Loads from SSM Parameter Store with local fallback for development.
"""
import os
import json
import logging
from dataclasses import dataclass
from typing import Dict, Any, Optional
from functools import lru_cache

import boto3
from botocore.exceptions import ClientError

logger = logging.getLogger(__name__)


@dataclass
class MangaAssistConfig:
    """Centralized configuration for MangaAssist services."""
    environment: str
    primary_region: str
    failover_regions: list
    default_model: str
    sync_timeout_ms: int
    async_queue_url: str
    cache_ttl_seconds: int
    max_conversation_turns: int
    enable_prompt_caching: bool
    enable_fallback_model: bool
    log_level: str

    @classmethod
    def from_dict(cls, data: dict) -> "MangaAssistConfig":
        return cls(
            environment=data.get("environment", "dev"),
            primary_region=data.get("primary_region", "us-east-1"),
            failover_regions=data.get("failover_regions", ["us-west-2"]),
            default_model=data.get("default_model", "sonnet"),
            sync_timeout_ms=data.get("sync_timeout_ms", 3000),
            async_queue_url=data.get("async_queue_url", ""),
            cache_ttl_seconds=data.get("cache_ttl_seconds", 300),
            max_conversation_turns=data.get("max_conversation_turns", 10),
            enable_prompt_caching=data.get("enable_prompt_caching", True),
            enable_fallback_model=data.get("enable_fallback_model", True),
            log_level=data.get("log_level", "INFO"),
        )


@lru_cache(maxsize=1)
def load_config(environment: Optional[str] = None) -> MangaAssistConfig:
    """
    Load configuration from SSM Parameter Store.
    Falls back to environment variables for local development.
    """
    env = environment or os.environ.get("MANGA_ENV", "dev")

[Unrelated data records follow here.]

PR #167, opened 2024-01-28
Minimize Root Processes

Dashboy1998:
## Context 

* Currently you start the container as root and during the start up process everything is ran as root except the command with `su`.
image

* Currently when backups are created they are created and owned by root however on next boot the permission is changed to steam:steam

* When starting with a PUID or PGID that is not 1000 you get the following error: `/tmp/dumps is not owned by us - delete and recreate`
```
palworld-server-test  | *****STARTING INSTALL/UPDATE*****
palworld-server-test  | tid(22) burning pthread_key_t == 0 so we never use it
palworld-server-test  | Redirecting stderr to '/home/steam/Steam/logs/stderr.txt'
palworld-server-test  | Logging directory: '/home/steam/Steam/logs'
palworld-server-test  | /tmp/dumps is not owned by us - delete and recreate
palworld-server-test  | [  0%] Checking for available updates..
```

* Currently When starting with a PGID that is not 1000 then /home/steam/ has the group 1000 instead of steam.

## Choices

* Overall trying to reduce having to run as root. 
* Moved all commands which needed `su` to start.sh
* Other commands in start.sh should be ran as steam anyways
* Everything in start.sh should only need to be ran as steam user

## Test instructions

**Unless explicitly stated your PUID or PGID should not be 0 for testing**

image
1. Start container with a PGID that is neither 0 or 1000
    1.  verify you do not get this error: `/tmp/dumps is not owned by us - delete and recreate`
    2.  verify /home/steam is owned by steam:steam: `docker exec palworld-server bash -c "ls -ll /home/steam"`
2. After the server has finished booting use top to verify the only processes running as root are init.sh, su, and top: `docker exec -t palworld-server top`
3. Run a backup as root and verify that the file is owned by steam:steam: `docker exec palworld-server bash -c "backup && ls -l /palworld/backups/"`
4. Run a backup as steam and verify that the file is owned by steam:steam: `docker exec -u steam palworld-server bash -c "backup && ls -l /palworld/backups/"`
5. Test rcon-cli as root: `docker exec -it palworld-server-test rcon-cli`
6. Test rcon-cli as steam: `docker exec -it -u steam palworld-server-test rcon-cli`
7. Verify you don't get this message `/tmp/dumps is not owned by us - delete and recreate` when:
    1. Start container with a PGID that is 0
    2. Start container with a PUID that is 0
    3. Start container with a PUID & PGID that is 0
8. Verify you still get this message `Running as root is not supported, please fix your PUID and PGID!` when:
    1. Start container with a PGID that is 0
    2. Start container with a PUID that is 0
    3. Start container with a PUID & PGID that is 0

### DIFF
--- a/scripts/start.sh
+++ b/scripts/start.sh
@@ -85,6 +85,6 @@ default:
 EOL
 
 printf "\e[0;32m*****STARTING SERVER*****\e[0m\n"
-echo "bash -c '${STARTCOMMAND[@]}'"
+echo "bash -c '${STARTCOMMAND[*]}'"
 "${STARTCOMMAND[@]}"
 
--- a/scripts/start.sh
+++ b/scripts/start.sh
@@ -61,7 +61,7 @@ if [ ! "$(grep -s '[^[:space:]]' /palworld/Pal/Saved/Config/LinuxServer/PalWorld
     printf "\e[0;32m*****GENERATING CONFIG*****\e[0m\n"
 
     # Server will generate all ini files after first run.
-    su steam -c "timeout --preserve-status 15s ./PalServer.sh 1> /dev/null "
+    timeout --preserve-status 15s ./PalServer.sh 1> /dev/null
 
     # Wait for shutdown
     sleep 5
--- a/scripts/start.sh
+++ b/scripts/start.sh
@@ -1,5 +1,10 @@
 #!/bin/bash
 
+if [ "${UPDATE_ON_BOOT}" = true ]; then
+    printf "\e[0;32m*****STARTING INSTALL/UPDATE*****\e[0m\n"
+    /home/steam/steamcmd/steamcmd.sh +force_install_dir "/palworld" +login anonymous +app_update 2394010 validate +quit
+fi
+
 STARTCOMMAND=("./PalServer.sh")
 
 if [ -n "${PORT}" ]; then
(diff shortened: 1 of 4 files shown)


scripts/start.sh
```diff
@@ -80,6 +85,6 @@ default:
 EOL
 
 printf "\e[0;32m*****STARTING SERVER*****\e[0m\n"
-echo "bash -c '${STARTCOMMAND[*]}'"
-su steam -c "bash -c '${STARTCOMMAND[*]}'"
+echo "bash -c '${STARTCOMMAND[@]}'"
+"${STARTCOMMAND[@]}"
```
Dashboy1998, line 89: Had to change `"${STARTCOMMAND[*]}"` to `"${STARTCOMMAND[@]}"` otherwise you get the following error: `./start.sh: line 89: ./PalServer.sh -port=8211 -players=16 -servername="World of Pals" -serverdescription="" -serverpassword="worldofpals" -adminpassword="adminPasswordHere" -queryport=27015 -useperfthreads -NoAsyncLoadingThread -UseMultithreadForDS: No such file or directory`

Changed the echo just to match the command.

thijsvanloef (approved):
I've tested it, and everything works fine, however this is a big PR that I would also like a second opinion on. Posting this in the discord, hopefully someone else would be able to look at it.

Once again thank you for all the contributions :D

MSpreckels:
LGTM

Maybe eventually we can go for non root when we run steam non root (if that is even possible)

PR #180, opened 2024-01-28
Single sed

Dashboy1998:
## Context 

* Combines all sed command that modify `/palworld/Pal/Saved/Config/LinuxServer/PalWorldSettings.ini` into one command

## Choices

* Using regular expressions with back referencing so if the environmental variable is not set then value is not replace (Although technically it's replaces with itself)

## Test instructions

1. Try starting the container with any valid configuration of environmental variables set.

### DIFF
--- a/scripts/start.sh
+++ b/scripts/start.sh
@@ -295,7 +295,7 @@ RCON_PORT="${RCON_PORT:-\1}"
 # Requires all non number values to be declared as those expressions need updating to use a replacement
 sed -E  \
     -e "s/ServerPlayerMaxNum=([0-9]*)/ServerPlayerMaxNum=$PLAYERS/" \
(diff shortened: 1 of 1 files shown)


thijsvanloef:
While this is a "cleaner" way of doing it, I'm not fully convinced this is a solution I want to merge.
Mainly because it adds a lot of complexity to the code, making it less readable.

Also if I make a mistake anywhere in the sed command, the whole command will fail instead of only one setting.

I need to think a little more about this one

Dashboy1998:
> While this is a "cleaner" way of doing it, I'm not fully convinced this is a solution I want to merge. Mainly because it adds a lot of complexity to the code, making it less readable.
> 
> Also if I make a mistake anywhere in the sed command, the whole command will fail instead of only one setting.
> 
> I need to think a little more about this one

While it does make it slightly more difficult to understand also means you only write to the file once.

thijsvanloef:
Decided against implementing this change

PR #201, opened 2024-01-29
- Update the way env variables are managed

Filipe-Souza:
## Context 

* The easer option is to give the user a "config file", in this case a .env.example file and get it to be modified;
* The goal is avoid the hassle with copy/pasting commands with wrong formatting, different values and different OS;

## Choices

* Environment variables files are a common practice in programming environment, it's easier on users to manage and find what they need, and provide us a source of truth to solve problems;

## Test instructions

1. Follow up the README instructions to how to set-up with docker run and docker-compose;


thijsvanloef (changes requested):
While I agree that this makes it a lot easier, my though process is that the majority does not clone this entire repo but instead just pulls the image from docker hub.

I would like to include the .env.example in the repo, but not change the docker-compose.yml examples. But instead create a disclaimer in the "How to deploy - Docker Compose" heading saying that this can also be managed using an .env file

Filipe-Souza:
Makes sense, I'm going to update the PR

    if env == "dev" and not os.environ.get("AWS_DEFAULT_REGION"):
        logger.info("Loading local development config")
        return MangaAssistConfig.from_dict({"environment": "dev"})

    try:
        ssm = boto3.client("ssm")
        param_path = f"/manga-assist/{env}/"

        paginator = ssm.get_paginator("get_parameters_by_path")
        params = {}
        for page in paginator.paginate(
            Path=param_path,
            Recursive=True,
            WithDecryption=True,
        ):
            for param in page["Parameters"]:
                key = param["Name"].replace(param_path, "")
                value = param["Value"]
                # Auto-parse JSON values
                try:
                    value = json.loads(value)
                except (json.JSONDecodeError, TypeError):
                    pass
                params[key] = value

        logger.info("Loaded %d config params from SSM for env=%s", len(params), env)
        return MangaAssistConfig.from_dict(params)

    except ClientError as exc:
        logger.error("Failed to load SSM config: %s", exc)
        raise

Key Takeaways

# Takeaway
1 Bedrock InvokeModel is synchronous and blocks until the full response is ready — budget timeout carefully (25s model + 3-4s overhead < 29s API Gateway limit).
2 Multi-region failover with exponential cooldown prevents cascading failures — track per-region health and automatically route around outages.
3 API Gateway request validation (JSON Schema models) rejects malformed payloads before they reach compute, saving ECS capacity and reducing attack surface.
4 Connection pooling (50 pool connections for 50 TPS peak) avoids TCP handshake overhead — reuse the Bedrock client across requests in the ECS task.
5 Japanese text handling requires NFC normalization, UTF-8 byte-length checks (3 bytes per char), and CJK-aware token estimation (~1.5 tokens/char).
6 Cost awareness belongs in the client layer — MODEL_CATALOG encodes per-token pricing so the orchestrator can make routing decisions.
7 Defense in depth: API Gateway schema validation + ECS server-side validation + prompt sanitization — each layer catches what the prior missed.
8 Environment configuration via SSM Parameter Store with lru_cache avoids repeated API calls while supporting per-environment tuning.